Task prompt:
Scan the entries below and state how many lines contain "selected". No other output.
─── Information shown ───
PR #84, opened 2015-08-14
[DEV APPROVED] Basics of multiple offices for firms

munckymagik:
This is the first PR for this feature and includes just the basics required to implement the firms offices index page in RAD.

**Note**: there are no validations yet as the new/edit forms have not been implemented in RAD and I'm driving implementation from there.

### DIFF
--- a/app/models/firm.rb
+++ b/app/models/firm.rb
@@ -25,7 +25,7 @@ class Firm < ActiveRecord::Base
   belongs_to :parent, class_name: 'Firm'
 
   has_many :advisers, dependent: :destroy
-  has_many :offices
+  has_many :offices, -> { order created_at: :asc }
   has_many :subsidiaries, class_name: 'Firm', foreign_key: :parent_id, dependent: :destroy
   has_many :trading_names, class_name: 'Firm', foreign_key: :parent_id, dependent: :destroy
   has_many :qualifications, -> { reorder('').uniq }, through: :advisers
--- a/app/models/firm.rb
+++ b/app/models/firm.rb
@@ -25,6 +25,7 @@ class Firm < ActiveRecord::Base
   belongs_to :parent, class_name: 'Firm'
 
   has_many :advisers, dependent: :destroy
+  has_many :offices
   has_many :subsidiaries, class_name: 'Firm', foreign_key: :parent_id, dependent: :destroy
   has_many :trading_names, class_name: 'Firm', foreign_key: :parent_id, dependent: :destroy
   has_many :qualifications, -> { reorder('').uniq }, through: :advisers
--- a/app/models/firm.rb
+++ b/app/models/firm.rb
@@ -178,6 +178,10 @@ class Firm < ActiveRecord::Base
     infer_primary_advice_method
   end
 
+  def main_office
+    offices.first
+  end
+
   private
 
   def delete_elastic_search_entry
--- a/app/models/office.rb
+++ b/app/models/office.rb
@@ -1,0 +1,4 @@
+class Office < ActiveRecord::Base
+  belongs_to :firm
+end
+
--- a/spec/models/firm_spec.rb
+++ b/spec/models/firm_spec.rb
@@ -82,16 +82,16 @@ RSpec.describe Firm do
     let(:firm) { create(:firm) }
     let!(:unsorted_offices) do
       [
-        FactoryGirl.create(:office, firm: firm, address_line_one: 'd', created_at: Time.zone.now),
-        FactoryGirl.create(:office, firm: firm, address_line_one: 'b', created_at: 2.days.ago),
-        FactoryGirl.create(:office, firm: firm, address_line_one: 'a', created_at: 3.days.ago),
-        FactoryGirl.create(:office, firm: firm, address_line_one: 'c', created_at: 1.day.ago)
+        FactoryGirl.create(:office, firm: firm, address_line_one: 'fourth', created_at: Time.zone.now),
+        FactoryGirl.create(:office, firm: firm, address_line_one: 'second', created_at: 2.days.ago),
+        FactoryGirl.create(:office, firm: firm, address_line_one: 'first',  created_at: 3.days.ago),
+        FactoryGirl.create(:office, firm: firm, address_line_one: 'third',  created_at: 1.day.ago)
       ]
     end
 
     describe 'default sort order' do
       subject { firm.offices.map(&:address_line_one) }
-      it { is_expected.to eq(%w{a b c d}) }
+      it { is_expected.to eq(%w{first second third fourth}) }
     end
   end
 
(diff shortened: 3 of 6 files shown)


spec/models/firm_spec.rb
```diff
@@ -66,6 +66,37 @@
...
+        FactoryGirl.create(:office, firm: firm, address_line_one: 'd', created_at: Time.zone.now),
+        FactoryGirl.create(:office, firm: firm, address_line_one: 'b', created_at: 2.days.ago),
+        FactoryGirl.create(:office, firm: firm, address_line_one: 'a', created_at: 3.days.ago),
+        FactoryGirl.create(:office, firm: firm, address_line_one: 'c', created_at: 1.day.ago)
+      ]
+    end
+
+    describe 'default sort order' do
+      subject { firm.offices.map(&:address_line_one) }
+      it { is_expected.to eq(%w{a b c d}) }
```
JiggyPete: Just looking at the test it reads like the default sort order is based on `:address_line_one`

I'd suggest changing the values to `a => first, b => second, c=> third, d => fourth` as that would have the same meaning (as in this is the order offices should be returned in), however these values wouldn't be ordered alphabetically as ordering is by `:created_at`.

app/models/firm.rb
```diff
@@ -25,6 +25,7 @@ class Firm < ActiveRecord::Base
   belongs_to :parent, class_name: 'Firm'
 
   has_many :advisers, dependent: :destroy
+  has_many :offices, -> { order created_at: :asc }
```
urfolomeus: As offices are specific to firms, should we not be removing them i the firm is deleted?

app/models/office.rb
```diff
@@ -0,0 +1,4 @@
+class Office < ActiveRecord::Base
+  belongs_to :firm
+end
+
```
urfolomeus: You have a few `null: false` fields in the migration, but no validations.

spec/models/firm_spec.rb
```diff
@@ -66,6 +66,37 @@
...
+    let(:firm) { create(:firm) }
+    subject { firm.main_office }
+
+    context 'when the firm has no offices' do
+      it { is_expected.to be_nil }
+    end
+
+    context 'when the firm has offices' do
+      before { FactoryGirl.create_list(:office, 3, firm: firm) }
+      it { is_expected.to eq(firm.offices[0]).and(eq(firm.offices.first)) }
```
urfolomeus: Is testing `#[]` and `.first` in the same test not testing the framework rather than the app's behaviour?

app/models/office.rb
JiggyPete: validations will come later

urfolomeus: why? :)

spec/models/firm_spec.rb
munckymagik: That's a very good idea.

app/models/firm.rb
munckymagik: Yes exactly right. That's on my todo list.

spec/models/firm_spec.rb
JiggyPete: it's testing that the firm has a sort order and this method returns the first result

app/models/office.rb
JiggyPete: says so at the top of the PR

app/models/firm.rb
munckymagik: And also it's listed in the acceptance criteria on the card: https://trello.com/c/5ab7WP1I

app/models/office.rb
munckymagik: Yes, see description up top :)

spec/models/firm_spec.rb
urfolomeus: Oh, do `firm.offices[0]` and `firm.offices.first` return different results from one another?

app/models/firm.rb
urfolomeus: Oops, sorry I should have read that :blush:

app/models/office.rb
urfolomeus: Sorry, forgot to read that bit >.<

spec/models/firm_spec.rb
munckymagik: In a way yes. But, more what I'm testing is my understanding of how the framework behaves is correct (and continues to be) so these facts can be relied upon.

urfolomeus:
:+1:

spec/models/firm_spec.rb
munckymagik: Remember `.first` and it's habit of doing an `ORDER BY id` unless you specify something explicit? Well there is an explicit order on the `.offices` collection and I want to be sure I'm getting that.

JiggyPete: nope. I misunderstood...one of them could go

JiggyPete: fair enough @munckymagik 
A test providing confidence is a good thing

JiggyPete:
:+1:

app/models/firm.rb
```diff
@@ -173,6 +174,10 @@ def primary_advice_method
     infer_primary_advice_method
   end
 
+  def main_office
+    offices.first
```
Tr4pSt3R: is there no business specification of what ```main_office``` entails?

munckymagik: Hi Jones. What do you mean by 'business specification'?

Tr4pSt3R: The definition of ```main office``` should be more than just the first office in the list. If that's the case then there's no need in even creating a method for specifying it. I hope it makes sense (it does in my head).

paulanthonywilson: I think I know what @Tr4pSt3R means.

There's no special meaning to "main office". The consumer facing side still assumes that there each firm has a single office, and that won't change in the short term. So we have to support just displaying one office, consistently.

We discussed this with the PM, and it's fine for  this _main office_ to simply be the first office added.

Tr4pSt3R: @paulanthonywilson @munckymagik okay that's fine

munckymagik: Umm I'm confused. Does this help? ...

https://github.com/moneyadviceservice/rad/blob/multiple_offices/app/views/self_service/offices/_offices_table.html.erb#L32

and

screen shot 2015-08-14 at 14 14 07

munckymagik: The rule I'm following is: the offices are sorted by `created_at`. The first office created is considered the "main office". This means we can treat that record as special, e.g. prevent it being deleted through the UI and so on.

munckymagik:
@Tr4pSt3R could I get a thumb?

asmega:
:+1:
───
─── Information shown ───
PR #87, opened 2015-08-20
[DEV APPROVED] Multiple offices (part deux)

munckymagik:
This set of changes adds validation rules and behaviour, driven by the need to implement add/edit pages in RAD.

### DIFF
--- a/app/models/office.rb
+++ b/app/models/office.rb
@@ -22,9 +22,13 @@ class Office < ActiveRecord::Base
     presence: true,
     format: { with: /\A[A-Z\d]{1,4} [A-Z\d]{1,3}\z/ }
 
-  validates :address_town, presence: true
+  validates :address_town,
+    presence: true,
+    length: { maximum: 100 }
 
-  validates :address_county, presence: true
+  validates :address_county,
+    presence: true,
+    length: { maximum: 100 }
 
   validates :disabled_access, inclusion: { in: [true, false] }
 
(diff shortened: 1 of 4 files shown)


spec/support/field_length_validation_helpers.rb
───
─── Information shown ───
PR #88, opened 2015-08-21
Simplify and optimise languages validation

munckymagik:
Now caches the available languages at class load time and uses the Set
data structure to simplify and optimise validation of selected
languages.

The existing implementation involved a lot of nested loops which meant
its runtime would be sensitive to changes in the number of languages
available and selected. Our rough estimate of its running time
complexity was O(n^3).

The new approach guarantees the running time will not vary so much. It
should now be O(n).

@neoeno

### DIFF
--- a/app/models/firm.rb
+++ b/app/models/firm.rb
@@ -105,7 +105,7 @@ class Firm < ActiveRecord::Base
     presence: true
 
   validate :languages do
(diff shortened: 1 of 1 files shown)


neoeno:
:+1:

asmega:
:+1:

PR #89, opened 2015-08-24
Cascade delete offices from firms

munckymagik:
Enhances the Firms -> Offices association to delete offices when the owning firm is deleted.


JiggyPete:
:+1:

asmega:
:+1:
───
Expected answer:
2